L’injonction biblique : «Tu ne tueras pas», que l’on trouve dans d’autres traditions comme, déjà, dans le code d’Hammourabi, dix siècles plus tôt, a longtemps été en parfaite harmonie avec la «règle d’or» de la morale universelle : «Ne fais pas à autrui ce que tu ne veux pas que l’on te fasse à toi-même.» (1)

 

Or voilà qu’aujourd’hui, en un retournement dont nous n’avons pas totalement pris la mesure, le précepte évangélique vient jeter un éclairage inattendu sur nos débats relatifs à la fin de vie. «Tout ce que vous voulez que les hommes fassent pour vous…» pourrait bien recouvrir aussi notre désir de pouvoir terminer notre vie paisiblement, en échappant, autant que faire se peut, à l’épreuve de la souffrance. Ce qui est désormais rendu possible par les progrès de la médecine, au travers des soins palliatifs et peut-être, demain, si nous y consentons, de la «sédation terminale».

 

Faut-il voir dans cette proposition, comme certains le redoutent et le dénoncent déjà (2), une violation de l’interdit de tuer, qui nous ferait basculer irréversiblement dans la barbarie ? La question est bien évidemment légitime. Mais elle suppose une réflexion en profondeur sur la signification même du mot tuer. Dans sa traduction de la Bible, André Chouraqui formule le sixième commandement en ces termes : «Tu n’assassineras pas !» ce qui renvoie à l’idée de meurtre avec préméditation.

 

Je souhaite que dans le débat qui va s’ouvrir, les catholiques, même s’ils restent légitimement opposés à une légalisation de l’euthanasie, ne se réfugient pas trop vite dans une «condamnation» de toute forme d’adaptation de la loi Leonetti de 2005. Et qu’ils ne s’engouffrent pas, trop vite, dans la dénonciation d’une forme de «compassion» au motif qu’elle viendrait contredire la Loi morale. Dans l’évangile de Matthieu, la phrase de Jésus : «Tout ce que vous voulez que les hommes fassent pour vous, faites-le vous-mêmes pour eux ; se prolonge par cette affirmation : voilà la Loi et les Prophètes.»

 

A nos concitoyens appartenant à d’autres traditions philosophiques, qui partagent avec nous la responsabilité citoyenne de fonder les conditions législatives d’un «vivre ensemble» protecteur de toute violence, j’aimerais dire de même : acceptez de réfléchir avec nous au sens profond de ce «Tout ce que vous voulez que les hommes fassent pour vous…» Peut-être découvrirons-nous ensemble que cette «attente» porte moins sur une aide à mourir que sur une aide à vivre jusqu’au bout, dans la dignité, protégés de l’épreuve de la souffrance mais tout autant de l’abandon, dans la solitude, l’anonymat et l’indifférence de la société.

 

 

(1) La Bible en propose une formulation dans Tobie 4,15

(2) Le collectif «Soulager mais pas tuer» écrit ainsi : «La sédation en phase terminale, prenant le risque d’accélérer exceptionnellement la survenue du décès, peut être légitime. En revanche, une sédation qui a pour intention et résultat de provoquer rapidement la mort est une euthanasie.» Or, l’un des co-auteurs du rapport, M. Claeys, reconnaît lui-même dans une interview à Libération : « Pour la première fois, on parle «d’aide à mourir» et non plus simplement du «laisser mourir».

 

 

 

 

 

9 comments

  • René,

    S’il est judicieux d’en appeler à une écoute du désir de l’autre et de rester ouvert au débat, il me semble que ce sujet reste hautement délicat.
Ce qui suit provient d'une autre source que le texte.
PR #884, opened 2026-08-17
fix: cache WebUSB protocol probe and merge V1 identity check into Initialize (OK-59992)

originalix:
## Problem

OK-59992: after upgrading the SDK from 1.1.31 to 1.2.0-alpha.x, every hardware call on Protocol V1 devices (Pro/Classic/Mini) over WebUSB became ~2x slower (measured +1.7–1.9s per call), making multi-call flows such as hidden-wallet creation 50%+ slower overall.

## Root causes (one commit each)

1. **Wire-level protocol probe on every acquire**: `hd-transport-web-device`'s `acquire()` sent a bare `Initialize` probe on every call (`expectedProtocol='V1'` only set the probe order, it never skipped the probe), and `release()` dropped the probe cache — while core releases the session after every API call. Every SDK call paid a full probe round trip plus a USB close/reopen cycle.
2. **GetFeatures preflight in `Device.initialize`**: every deviceId-carrying call (all derivation/signing methods) issued a read-only `GetFeatures` identity check before the actual `Initialize` — two round trips doing one round trip's work (+~0.9s per call).

## Changes

**`fix: cache WebUSB protocol probe across acquires`**
- Probe results are cached per USB serial and survive `release()`; first contact still probes as before
- USB `disconnect` events and transfer-level reconnects only MARK the cache stale (the next acquire re-probes from scratch). This covers the reboot/mode-change case — the only way a device's protocol can change, and it always surfaces as a disconnect — while preserving the pre-existing transfer-retry recovery for transient re-enumerations mid-session. A missed disconnect event self-heals through the transfer-error path
- Protocol V2 behavior is unchanged: V2 entries are still dropped through the existing link-invalidation callback (the link-manager early-return path was verified)
- New `acquiredPaths` session gate: with the protocol cache surviving release, `deviceProtocol` can no longer double as a session marker, so post-release straggler `call()`/`post()` now fail fast instead of silently reopening the device
- The disconnect listener is module-scoped and attached once (a per-instance listener would leak every transport instance across SDK re-initializations)

**`fix: validate device identity from the Initialize round trip`**
- Removes the GetFeatures preflight; `checkDeviceId` now runs on the single `Initialize` response (which is itself a Features message carrying `device_id`). The method fn has not run yet, so a mismatch still fails before any wallet data can be derived, with the same `DeviceCheckDeviceIdError`
- Preserves one load-bearing side effect of the old preflight: `TransportManager.reconfigure(this.features)` runs before encoding Initialize (local operation, no wire I/O), so a stale legacy schema (old-firmware Touch/Mini on multi-device setups) cannot silently strip `passphrase_state` / `is_contains_attach` from the wire message
- Both the mismatch path and the reconfigure-failure path clean up any session the wrong device's Initialize may have cached

## Measurements (desktop, same OneKey Pro, same UX flow, silent-call totals)

| Phase | 6.5.0 baseline (1.1.31) | Regression (alpha.129) | This PR (alpha.134 verification build) |
|---|---|---|---|
| Onboarding wallet creation | 14.0s | 25.6s | **14.7s** |
| Enable passphrase + create hidden wallet | 18.1s | 27.2s | **18.9s** |

Per call: btcGetPublicKey 3.75s → **1.88s**, evmGetAddress 3.65s → **1.87s**, getFeatures 1.2s → **0.21s** — all back to the 1.1.31 baseline. Pro2 (V2): no regression on any metric.

## Verification

- 12 new tests (probe-cache lifecycle, stale semantics, session gate, single-round-trip identity check, error-path cleanup, schema resync ordering); all affected core + transport suites green
- Two adversarial multi-agent review rounds (27 agents); both real defects found (legacy-schema silent field stripping, missing error-path cleanup) are fixed with test coverage
- This PR carries the version bump to `1.2.0-alpha.137` (probed free on npm at commit time). **Release flow: merge into `onekey` first, then dispatch `package-publish.yml` from `onekey`** — the workflow reads the version from `packages/core/package.json`. If a parallel pipeline takes alpha.137 before the merge lands, re-probe and bump on `onekey` before dispatching (`lerna publish from-package` silently skips already-published versions, so verify the published tarball content afterwards)
- Verification builds used throwaway versions `1.2.0-alpha.134`/`.136` (dist-tag `ok59992`); they are not part of this PR


packages/hd-transport-web-device/src/webusb.ts
```diff
@@ -231,20 +276,36 @@ export default class WebUsbTransport extends ProtocolV2UsbTransportBase<string>
...
+        this.deviceProtocol.delete(input.path);
       }
-      await this.detectProtocol(input.path, input.expectedProtocol, protocolHint);
+      const cachedProtocol = this.deviceProtocol.get(input.path);
+      if (cachedProtocol && input.expectedProtocol && cachedProtocol !== input.expectedProtocol) {
+        // The caller expects a different protocol than the cached probe result;
+        // the cache is stale — drop it and re-probe on the wire below.
+        this.deviceProtocol.delete(input.path);
+      }
+      if (!this.deviceProtocol.has(input.path)) {
```
originalix, line 318: P1: [Cached V1 results bypass active protocol detection]

After release retains a V1 entry, the next acquire opens a new USB connection but this condition skips `detectProtocol()` whenever the cached value matches the expectation. If the device rebooted or changed mode and disconnect invalidation was delayed, missed, or routed elsewhere, the new link is still treated as V1 and receives V1 framing even when it is now V2.

Keep the cached value only as the strict expectation or probe-order hint, and always validate that expectation with an active response after connecting.

packages/core/src/device/Device.ts
```diff
@@ -960,7 +949,46 @@ export class Device extends EventEmitter {
...
 
-      await callInitialize(payload, options?.initSession);
+      if (this.features) {
+        // Re-sync the V1 message schema for THIS device before encoding
+        // Initialize: the process-global schema may still reflect another
+        // device (e.g. legacy-firmware Touch/Mini) on multi-device setups, and
+        // a stale legacy schema would silently strip passphrase_state /
+        // is_contains_attach from the wire message. Local operation, no wire
+        // I/O; a no-op when the schema is unchanged.
+        await TransportManager.reconfigure(this.features);
```
originalix, line 977: P2: [Schema resynchronization is not atomic with Initialize]

When two Protocol V1 devices requiring different schemas initialize concurrently, this call mutates process-global transport schema state but does not hold that state through the following `typedCall`. The other device can switch the schema in between, so this Initialize may be encoded with the wrong schema and silently omit fields such as `session_id` or `passphrase_state`.

Serialize the schema switch and its matching Initialize encoding in one transport-scoped critical section, and add a concurrent two-device regression test.

originalix:

@originalix

Reviewed commit `9e97c8e8b76c`. This report always reflects the latest reviewed changes.

### Review summary

The PR adds a persistent WebUSB protocol-probe cache across release/reacquire cycles, introduces stale-cache invalidation for disconnect and retry paths, refactors V1 initialization to validate identity from Initialize responses instead of an unconditional GetFeatures preflight, expands unit coverage around those flows, and bumps the monorepo package versions to 1.2.0-alpha.137.

**What needs attention:** Re-check the V1 identity-proof path across any release, reconnect, or transport-disconnect boundary; the WebUSB cache logic is focused and well tested, but the core session-safety invariant regressed there.

### Issues to address

- **P1 · V1 initialize now trusts stale features as proof of device identity**
  - **Impact:** Before this change, every `deviceId`-guarded V1 initialize performed a live `GetFeatures` read before any wallet context was sent. The new branch skips that live proof whenever `this.features` still matches `expectedDeviceId`, but V1 feature state survives both `release()` and `markTransportDisconnected()`. After a reconnect, wipe/recover, or same-path swap, the next `Initialize` can therefore send `session_id` and `passphrase_state` under a stale schema to an unverified device before the mismatch is detected.
  - **Suggested action:** Only skip the context-free identity preflight when the identity was observed on the current transport link, or invalidate V1 features across release/disconnect so cached state is never treated as live proof.

### Validation gaps

- Static review only for execution checks: `yarn test ...` falls through to `lerna run test ...`, but `lerna` is not installed in this workspace, so I could not run the targeted Jest suites.
- I did run `node scripts/check-versions.js`, which passed and confirms the package version roll is internally consistent.

packages/hd-transport-web-device/src/webusb.ts
originalix: Addressed in 20966e25e. The cache-hit path now validates the **USBDevice object identity** against the exact object the protocol was probed on: the browser keeps object identity stable while a device stays connected, and any replug/reboot yields a new object — so a delayed, missed, or mis-routed disconnect event can no longer let a stale entry through; the acquire re-probes on the wire whenever the identity changed. Combined with the existing guards (disconnect marking, transfer-retry stale marking, expectedProtocol conflict), every path where the physical protocol could have changed now forces an active probe, while the steady-state case (same object, same plug session — where the protocol physically cannot change) keeps the single-probe-per-plug behavior that this PR exists to deliver. Always re-probing after connect would reinstate the ~1-1.9s per-call regression from OK-59992.

packages/core/src/device/Device.ts
originalix: Agreed the race is real, but it is pre-existing and broader than this hunk: the removed preflight had the identical non-atomic shape (reconfigure → typedCall with no lock), and every other V1 call site encodes against the process-global schema without holding it (getFeatures at Device.ts, the initialize call itself in both versions, all method fns). This PR neither introduces nor widens the window — it moves the same resync one statement earlier so the Initialize encode at least starts from this device's schema, which the alpha.129 code only guaranteed for deviceId-carrying calls. A correct fix is schema-per-call (thread the parsed schema through TransportCallOptions instead of mutating the singleton), which touches every transport and is out of scope for this hotfix; serializing just this one reconfigure+Initialize pair would leave the same race open for every other message type while adding a cross-device lock on the hottest path. Happy to file a follow-up issue for the schema-per-call refactor if you agree with that direction.

packages/core/src/device/Device.ts
```diff
@@ -960,7 +949,46 @@ export class Device extends EventEmitter {
...
+          // under the same passphraseState — a deliberate conservative purge
+          // after a physical-swap event, consistent with
+          // reconcileDeviceIdentity purging the previous device's sessions.)
+          this.clearInternalState();
+          throw ERRORS.TypedError(HardwareErrorCode.DeviceCheckDeviceIdError);
+        }
+      };
+
+      try {
+        await callInitialize(payload, options?.initSession);
```
originalix, line 1001: P1: [Identity is checked only after wallet context is sent]

When `options.deviceId` refers to a cached wallet but another Protocol V1 device or wallet lifecycle is present at this path, this call sends the cached `session_id` and `passphrase_state` before checking the returned `device_id`. The later purge cannot undo disclosure of that internal session handle or the wallet-context operation already attempted on the wrong device.

Perform an identity-only Initialize without session or passphrase fields, verify its `device_id`, and only then load and send the cached wallet context.

packages/hd-transport-web-device/src/webusb.ts
```diff
@@ -231,20 +286,49 @@ export default class WebUsbTransport extends ProtocolV2UsbTransportBase<string>
...
+          this.deviceProtocol.delete(input.path);
+        }
+      }
+      const cachedProtocol = this.deviceProtocol.get(input.path);
+      if (cachedProtocol && input.expectedProtocol && cachedProtocol !== input.expectedProtocol) {
+        // The caller expects a different protocol than the cached probe result;
+        // the cache is stale — drop it and re-probe on the wire below.
+        this.deviceProtocol.delete(input.path);
+      }
+      if (!this.deviceProtocol.has(input.path)) {
```
originalix, line 318: P1: [Cached V1 results bypass active protocol detection]

After release retains a V1 entry, the next acquire opens a USB connection but this condition skips `detectProtocol()` when invalidation has not fired and the `USBDevice` object still matches. If a reboot or loader transition is missed or routed to another transport instance, the new connection is treated as V1 without an active response and can receive the wrong framing.

Keep the cached value only as the expected protocol or probe-order hint, and always validate it with `detectProtocol()` after connecting.

packages/core/src/device/Device.ts
originalix, line 977: P2: [Schema resynchronization is not atomic with Initialize]

When two Protocol V1 devices requiring different schemas initialize concurrently, this call mutates process-global transport schema state without holding it through the following `typedCall`. The other device can switch the schema in between, causing this Initialize to be encoded with the wrong schema and silently omit fields such as `session_id` or `passphrase_state`.

Serialize the schema switch and its matching Initialize encoding in one transport-scoped critical section, and cover the mixed-schema case with a concurrent regression test.

packages/core/src/device/Device.ts
originalix: The alternative proposed here — an identity-only Initialize, then a second wallet-context Initialize — is two wire round trips per deviceId-carrying call, which reinstates the exact per-call regression this PR exists to remove (OK-59992 measured it at ~0.9s per call on a Pro; the hidden-wallet flow pays it 3+ times). On the disclosure itself, the exposure is narrow and non-actionable: (1) `session_id` is an opaque handle scoped to the device that issued it — a different physical device cannot use, resume, or learn anything from it, it simply allocates a fresh session; (2) `passphrase_state` is a wallet fingerprint (a derived-address identifier), not key material — nothing can be derived from it; (3) the receiver in this scenario is another OneKey device the user physically plugged into their own machine, and Initialize itself derives nothing and signs nothing — the mismatch throws before any method fn runs, so no wallet DATA ever comes from or goes to the wrong device (same `DeviceCheckDeviceIdError` as the preflight version, plus the session purge and the later `checkPassphraseStateSafety` re-validation as additional layers). For reference, 1.1.31 shipped for years sending this exact payload with no identity check at all; this PR keeps #845's meaningful guarantee (no wallet data across devices) at single-round-trip cost. If the team judges the fingerprint disclosure itself unacceptable, that is a deliberate product tradeoff decision — happy to gate the preflight behind a config flag in a follow-up rather than re-paying the round trip unconditionally.

packages/hd-transport-web-device/src/webusb.ts
originalix: The object-identity check is deliberately event-independent, which is what closes the missed/mis-routed-event class: it never relies on the disconnect listener firing or being routed to the right instance. WebUSB binds a `USBDevice` object to a single connection instance — a reboot or loader transition tears down the USB connection, and the browser re-enumerates the device as a NEW object; there is no mechanism by which the same object identity survives a reboot, and there is no mechanism by which a device changes protocol WITHOUT rebooting (V1/V2 framing is firmware-mode-bound). So 'invalidation has not fired AND the USBDevice object still matches AND the device rebooted' is not a reachable state: if the device rebooted, the object in the refreshed `deviceList` differs and this condition re-probes on the wire. A mis-routed stale mark on a non-active transport instance is likewise covered, because each instance performs the identity comparison against its own refreshed device list, not against events. Always re-probing after connect would reinstate the ~1–1.9s per-call regression from OK-59992 for the steady-state case where the protocol physically cannot have changed.

packages/core/src/device/Device.ts
originalix: Filed #885 to track this properly with the schema-per-call design (thread the parsed schema through TransportCallOptions, resolved per device from its Features, keeping the global only as the pre-Features default) plus the concurrent mixed-schema regression test you describe. Keeping it out of this PR deliberately: the race predates this change (the alpha.129 preflight had the identical non-atomic reconfigure → typedCall shape, and every other V1 call site encodes against the global schema without holding it), this PR only narrows the practical window by moving the resync adjacent to the encode, and serializing just this one reconfigure+Initialize pair would leave the same race open for every other message type while adding a cross-device lock on the hottest path of a perf hotfix.

wabicai (dismissed):

packages/core/src/device/Device.ts
originalix, line 1001: P1: [Identity is checked only after wallet context is sent]

When `options.deviceId` identifies a cached wallet but a different Protocol V1 device is present at this path, this call sends the cached `session_id` and `passphrase_state` before checking the returned `device_id`. Purging the cache afterward cannot undo disclosure of the internal session handle or the wallet-context operation already attempted on the wrong device.

Perform an identity-only `GetFeatures` exchange first, verify its `device_id`, and only then load and send the cached wallet context.

packages/core/src/device/Device.ts
originalix, line 977: P2: [Schema selection is not atomic with Initialize encoding]

When two Protocol V1 devices requiring different schemas initialize concurrently, this call mutates process-global transport schema state without holding it through the following `typedCall`. The other device can switch the schema in between, causing this Initialize to omit fields such as `session_id` or `passphrase_state`.

Serialize the schema switch and its matching Initialize encoding in one transport-scoped critical section, and cover the mixed-schema case with a concurrent regression test.

sidmorizon:
@codex review

sidmorizon:
@codex security review

packages/core/src/device/Device.ts
originalix: Fixed in f518b132f with an evidence-gated approach that keeps the hot path at one round trip: when `options.deviceId` is set but there is NO locally-cached evidence that the device at this path is the expected one (`this.features` missing, or its device_id already disagreeing with the caller — i.e. first contact and exactly the ambiguous cases where the disclosure risk lives), initialize now sends a **context-free Initialize first** (`{is_contains_attach: true}` only — no session_id, no passphrase_state), verifies `device_id` from its response, and only then issues the wallet-context Initialize. When cached features already match the expected id (the steady state in real flows — enumerate/getFeatures always run first and every call response refreshes features), the single-round-trip context Initialize is kept, with the post-response check as the backstop for the residual stale-features window. Regression tests added: an unproven device receives exactly one context-free Initialize and never sees the cached session_id/passphrase_state; the happy first-contact path proves identity then resumes the cached session.

packages/core/src/device/Device.ts
originalix: Tracked in #885 (filed from the previous round of this finding): per-call schema selection threaded through TransportCallOptions plus the concurrent mixed-schema regression test. The race predates this PR (the alpha.129 preflight had the identical non-atomic reconfigure → typedCall shape, and every V1 call site encodes against the process-global schema without holding it); this PR only narrows the window by moving the resync adjacent to the encode. Keeping the cross-cutting fix out of a perf hotfix is deliberate — see the issue for the design.

packages/core/src/device/Device.ts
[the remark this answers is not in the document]
originalix: Fixed in f518b132f (pushed shortly after this comment was generated), following the 'preserve a non-sensitive identity check' direction: when there is no locally-cached evidence for the expected identity (features missing or already disagreeing), initialize now sends a context-free Initialize first and verifies device_id before any session_id/passphrase_state goes on the wire; the single-round-trip path survives only when cached features already match. One honest note on the comparison baseline: the removed GetFeatures preflight was not atomic either — a swap occurring between the preflight response and the context-bearing Initialize disclosed exactly the same payload. Both designs have a TOCTOU window; this fix keeps it in the same class (last features refresh → Initialize, typically milliseconds within a flow) while restoring single-round-trip performance for the steady state.

packages/hd-transport-web-device/src/webusb.ts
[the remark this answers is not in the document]
originalix: Good catch — fixed in 407df7b06. `AcquireInput` now carries an explicit `forceProtocolDetection` flag, threaded from `Device.acquire` through `DeviceConnector.acquire` into the transport; the WebUSB transport unconditionally drops the cached protocol, the probe-order hint, and any stale mark for that path before the cache check, so `detectDeviceConnectProtocol` and forced discovery always reach the wire probe even when a valid cache entry and an unchanged USBDevice object survive release. Regression test added for exactly that strongest-cache-hit + forced case.

packages/core/src/device/Device.ts
```diff
@@ -930,13 +932,18 @@ export class Device extends EventEmitter {
       };
 
       const expectedDeviceId = options?.deviceId;
-      if (expectedDeviceId) {
-        // 先只读校验物理设备身份；钱包上下文仍由下方携带完整参数的
-        // Initialize 选择，避免标准钱包请求复用此前的隐藏钱包上下文。
+
+      if (expectedDeviceId && !(this.features && this.checkDeviceId(expectedDeviceId))) {
```
originalix, line 936: P1: [Cached features can disclose wallet context to a changed device]

When a `Device` instance retains features from an earlier connection and the device is wiped, reinitialized, or replaced at the same path, this condition treats the cached `deviceId` as live proof. The subsequent `Initialize` then sends `passphrase_state` and any cached `session_id` before its response reveals the identity mismatch, so `clearInternalState()` runs only after the wrong device has received wallet context.

Bind identity proof to the current acquire or link generation and invalidate it on release or reacquire. Until the active link is proven, issue a context-free `Initialize` or `GetFeatures` first, and add a regression test with matching cached features but a different live `device_id` that asserts the first request contains no wallet fields.

originalix, line 936: P1: [V1 initialize now trusts stale features as proof of device identity]

When a V1 device is released or disconnects, we keep the last `this.features` snapshot alive: `release()` only flips `needReloadDevice`, and `markTransportDisconnected()` only invalidates the V2 runtime state. After the next acquire, this branch treats that old snapshot as enough proof of identity and skips the live context-free check.

That changes the old security invariant from “prove the live device before sending wallet context” to “trust the last cached response across link boundaries”. If the device was wiped, recovered, or replaced under the same descriptor, the follow-up `Initialize` can send `session_id` / `passphrase_state` using a stale schema before we discover the mismatch.

Please either restore a live read for every `deviceId`-guarded V1 initialize, or mark V1 features as stale on release/disconnect and only skip the preflight when the identity was observed on the current transport link.

originalix: Acknowledged as a known, accepted residual — closing without further code changes, by explicit maintainer decision (over-engineering guard). Grounding: production v1.1.31 (shipped in app v6.5.0 and every release before it) sent `session_id` + `passphrase_state` unconditionally with **no identity check at all** — `checkDeviceId` existed but was never called from `initialize()` (verify: `git show v1.1.31:packages/core/src/device/Device.ts`, lines 524-566). The scenario described here has therefore been live for years without incident. The current PR is already strictly safer than that production baseline: identity is validated on every deviceId-carrying call (same `DeviceCheckDeviceIdError` as the alpha.129 preflight, before any wallet data can be derived), a context-free Initialize runs first whenever local evidence is missing or disagreeing, and mismatches purge the session cache. The remaining window — stale cached features matching the expected id while the physical device changed mid-flow — also existed in the alpha.129 preflight design (its GetFeatures response and the context-bearing Initialize were two separate non-atomic round trips), and the disclosed values are an opaque device-scoped session handle and a wallet fingerprint, received by a physically-present OneKey device. Binding identity proof to the link generation is a sound idea for a future hardening pass, but it is out of proportion for this perf hotfix.

wabicai (approved):

wabicai (approved):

    Vous reprenez, pour appuyer votre argumentation, une parole de Jésus. Vous savez mieux que quiconque que l’on peut aisément instrumentaliser la parole divine pour servir ses propres intérêts et manipuler autrui.
    La question est simple: savons-nous toujours avec certitude ce que nous voulons? Une personne en fin de vie ne cherche pas ou ne veut pas qu’on la tue mais qu’on puisse mettre fin à ses souffrances. La nuance est de taille. Je vis en Belgique et ici la loi sur l’euthanasie n’a fait que s’étendre davantage pour finalement plus se rapprocher du suicide assisté puisque il est désormais possible de demander une sédation finale pour un mineur et pour des souffrances psychiques dites incurables mais ne menaçant pas la santé physique.

    Il serait aussi trop simpliste de croire que ceux qui s’oppose à ce genre d’extension le font par pur légalisme fondamentaliste.

    La possibilité de pouvoir recourir à l’euthanasie lorsque l’on se sait condamné peut représenter une véritable pression sociale pour le malade qui ne souhaite pas encombrer ses proches et représenter un fardeau pour eux et la société.

    Or, la fin de vie, aussi douloureuse soit elle, permet à ceux qui y sont confrontés de faire un véritable chemin d’approfondissement en humanité si on les accompagne dans leurs peines, leurs peurs, leur colère et leurs doutes.
    Elle permet d’entretenir une véritable générosité et solidarité entre générations.

    Sans plus m’étendre, vous voyez bien qu’il y a matière à discussion et qu’il s’agit d’un véritable enjeu de société.

    • Christian, je suis d’accord avec ce que vous écrivez. J’ai moi-même pris position avec constance contre l’euthanasie.Je dis simplement que les progrès de la médecine permettent aujourd’hui de répondre au souhait des personnes d’échapper à trop de souffrance, sans avoir pour autant recours à une forme d’euthanasie. Vous aurez noté que, pour la France, le rapport Claeys-Leonetti auquel je fais référence refuse et l’euthanasie et le suicide assisté. Je n’ignore pas, dans le débat qui va s’instaurer en France, la question de la double interprétation possible de la sédation finale avec dans un cas le risque de voir la vie abrégée et dans l’autre la décision d’engager ce processus pour l’abréger. Simplement j’aimerais que l’on s’en tienne à réfléchir avec courage et humanité à cet aspect des choses sans sombrer, à chaque fois et sans nuance, dans des postures idéologiques intransigeantes pour ou contre l’euthanasie ce qui, pour nous, n’est plus aujourd’hui en débat. C’est tout !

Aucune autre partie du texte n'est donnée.